• _Task requirements_: Check every line below for the word "insert" and copy each one that has it.

• _Collected data entries_:
PR #740, opened 2015-12-30
BioSQL ncbi taxonomy fetch bug

ctSkennerton:
I've encountered two bugs when trying to populate the taxonomy information from NCBI when loading a record into a BioSQL database. The first was that the `DatabaseLoader` class (sometimes) automatically converts an NCBI taxonomy ID into an integer, however `Entrez.efetch` expects this value as a string (or a list of strings). I've modified  `Entrez.efetch` such that it automatically converts integers into strings to solve this. The second bug was in the `DBSeq` class removes any taxonomic name that has a rank of 'no rank'. This can change the returned taxonomy of the sequence significantly and is incorrect with what is reported at NCBI. It is further confusing as the taxonomic names are stored correctly in the database but are filtered out after their retrieval.

I've written in a new test to `common_BioSQL.py` to check that the taxonomy info returned from the database is the same as obtained by using the `Entrez` module

### DIFF
--- a/BioSQL/BioSeq.py
+++ b/BioSQL/BioSeq.py
@@ -464,11 +464,8 @@ def _retrieve_taxon(adaptor, primary_id, taxon_id):
             # load_ncbi_taxonomy.pl this is how top parent nodes are stored.
             # Personally, I would have used a NULL parent_taxon_id here.
             break
-        if rank != "no rank":
-            # For consistency with older versions of Biopython, we are only
-            # interested in taxonomy entries with a stated rank.
-            # Add this to the start of the lineage list.
-            taxonomy.insert(0, name)
+
+        taxonomy.insert(0, name)
         taxon_id = parent_taxon_id
 
     if taxonomy:
--- a/Tests/common_BioSQL.py
+++ b/Tests/common_BioSQL.py
@@ -620,16 +620,27 @@ class LoaderTest(unittest.TestCase):
     def test_load_database_with_tax_lookup(self):
         """Load SeqRecord objects and fetch the taxonomy information from NCBI.
         """
-
-        from Bio import Entrez
-        Entrez.email = "biopython-dev@biopython.org"
-
-        handle = Entrez.efetch(db="taxonomy", id=3702, retmode="XML")
-
-        taxon_record = Entrez.read(handle)
-        entrez_tax = []
-        for t in taxon_record[0]['LineageEx']:
-            entrez_tax.append(t['ScientificName'])
+        tax = ['cellular organisms',
+               'Eukaryota',
+               'Viridiplantae',
+               'Streptophyta',
+               'Streptophytina',
+               'Embryophyta',
+               'Tracheophyta',
+               'Euphyllophyta',
+               'Spermatophyta',
+               'Magnoliophyta',
+               'Mesangiospermae',
+               'eudicotyledons',
+               'Gunneridae',
+               'Pentapetalae',
+               'rosids',
+               'malvids',
+               'Brassicales',
+               'Brassicaceae',
+               'Camelineae',
+               'Arabidopsis',
+               'Arabidopsis thaliana']
 
         self.db.load(self.iterator, True)
 
@@ -645,8 +656,7 @@ class LoaderTest(unittest.TestCase):
         self.assertEqual(test_record.annotations['ncbi_taxid'], 3702)
         # make sure that the taxonomic lineage is the same as reported
         # using the Entrez module
-        self.assertEqual(test_record.annotations['taxonomy'],
-                entrez_tax)
+        self.assertEqual(test_record.annotations['taxonomy'], tax)
 
 
 class DeleteTest(unittest.TestCase):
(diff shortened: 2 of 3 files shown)


ctSkennerton:
:bump: 
(Dec 29th probably wasn't the best time to open a PR)

peterjc:
The Entrez change to handle integer arguments looks sensible, I'd be happy to merge that as a separate pull request with an extra test in ``test_Entrez_online.py`` - do you agree @mdehoon?

I'm less clear about the "no rank" issue. As I recall, the old code was mimicking what the NCBI would do for the taxonomy lineage in their GenBank files. Perhaps a specific example would help here?

peterjc:
The TravisCI failure is unrelated, and would be fixed by https://github.com/biopython/biopython/commit/dd233650512cd0cadc637ac37d377141125f4059 - are you comfortable with rebasing a branch and then force pushing it to GitHub? That would give us a TravisCI report against the current master branch.

ctSkennerton:
The example I was using was [X55053.1](http://www.ncbi.nlm.nih.gov/nuccore/X55053), which is from Arabodopsis, where the taxonomy in the genbank record contains levels with no rank, for example [Tracheophyta](http://www.ncbi.nlm.nih.gov/Taxonomy/Browser/wwwtax.cgi?mode=Info&id=58023&lvl=3&lin=f&keep=1&srchmode=1&unlock). However I also just looked at the [Desulfovibrio desulfuricans genome](http://www.ncbi.nlm.nih.gov/nuccore/NC_011883.1), which does not contain any of the levels without a rank. This is super annoying cause in the [taxonomy database](http://www.ncbi.nlm.nih.gov/Taxonomy/Browser/wwwtax.cgi?id=525146) it shows those levels - this is where biopython gets its taxonomy info to be added into the database. Why can't NCBI just be consistent! 

My personal preference is that biopython return the hierarchy as it is stored in the database as I feel that consistent and it's less confusing to people who might also access the database info with SQL statements. However this will bring up surprises to people who are expecting the genbank record they put in to be the same as the one that the API spits out (and that record happens to be one where NCBI strip out some of the ranks in the taxonomy). Perhaps we can note this in the documentation somehow and let the user decide how to present the taxonomy.

ctSkennerton:
I'll split out the Entrez change as a separate PR too

peterjc:
Note that traditionally BioSQL was used with a pre-imported copy of the full NCBI taxonomy - the fact that Biopython can incrementally populate the taxonomy tree via Entrez on demand is a relatively recent innovation. I don't know if any of the other Bio* interfaces for BioSQL do this.

The "no rank" issue is tricky. My understanding is BioSQL was designed really as a database schema for GenBank flat files, which is what I was trying to mimic for the output - but the details are not fresh in my mind. Hilmar mights have some thoughts (@hlapp), depending what he thinks we might to file an issue at https://github.com/biosql/biosql/issues  to document the expected use in the tables.

ctSkennerton:
Whether it is pre-populated or is stored incrementally doesn't really change things, it still comes from the taxonomy database. I think the heart of the problem is that the NCBI taxonomy database is not always consistent with what is shown in the genbank flatfile. It does seem like a lose-lose situation since some uses will expect those ranks to be removed, whereas others will not.

peterjc:
Can you rebase this to the current master?

Returning all the taxonomy as you propose seems reasonable...

ctSkennerton:
Ok I rebased onto master. I hope I did it right

peterjc:
Can you try this from your ``biosql_ncbi_tax_fetch_bug`` branch?

```
git fetch origin
git rebase origin/master
git push conner biosql_ncbi_tax_fetch_bug --force
```

Modify the first line ``origin`` if you used something else like ``upstream`` for the Biopython repository, and modify the the last line to replace ``conner`` with however you named your forked Biopython on GitHub.

If it goes horribly wrong, ``git rebase --abort`` should reset things back to has they are now.

peterjc:
Wait until you've got the rebase working, and then GitHub should refresh this pull request with just your changes. We can then go into fixing the tests (hopefully easy) and the style check (looks trivial).

Since you started on this we've tightened up the automatic code style checks. For that it will be helpful to do ``pip install flake8`` and then run it locally.

peterjc:
There's still a (trivial) style issue from flake8,

```
$ flake8 Tests/
Tests/common_BioSQL.py:622:1: E303 too many blank lines (3)
```

(See also #493 and #883 for our evolving git pre-commit hook and TravisCI style checks)

Note to self: This will need additional testing locally in order to include the online tests (which TravisCI currently skips)

ctSkennerton:
Thanks. How do I actually run the pre-commit hook?

peterjc:
If the git pre-commit hook is installed correctly, on a test branch try deliberately breaking the style guidelines in a file (say ``Bio/Seq.py``) and then attempt to commit it (``git commit Bio/Seq.py -m "Breaking the coding style"). The check should run and stop you, unless you over-ride it using ``git commit  ... --no-verify``.

The idea of our hook was that it will be even stricter than the TravisCI style check (eg it will complain about lambda functions), so that you can be aware of some issues but opt to commit them anyway. The style checks on TravisCI are currently more relaxed (there is still plenty of older code in Biopython using lambda functions for example), but we insist those pass.

If you want to talk more about this, let's do it on #493 and #883

peterjc:
Thanks Connor.

(Once a git pre-commit hook is installed, doing ``git commit ...`` will run the checks automatically)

• _Task solution_:
-            taxonomy.insert(0, name)
+        taxonomy.insert(0, name)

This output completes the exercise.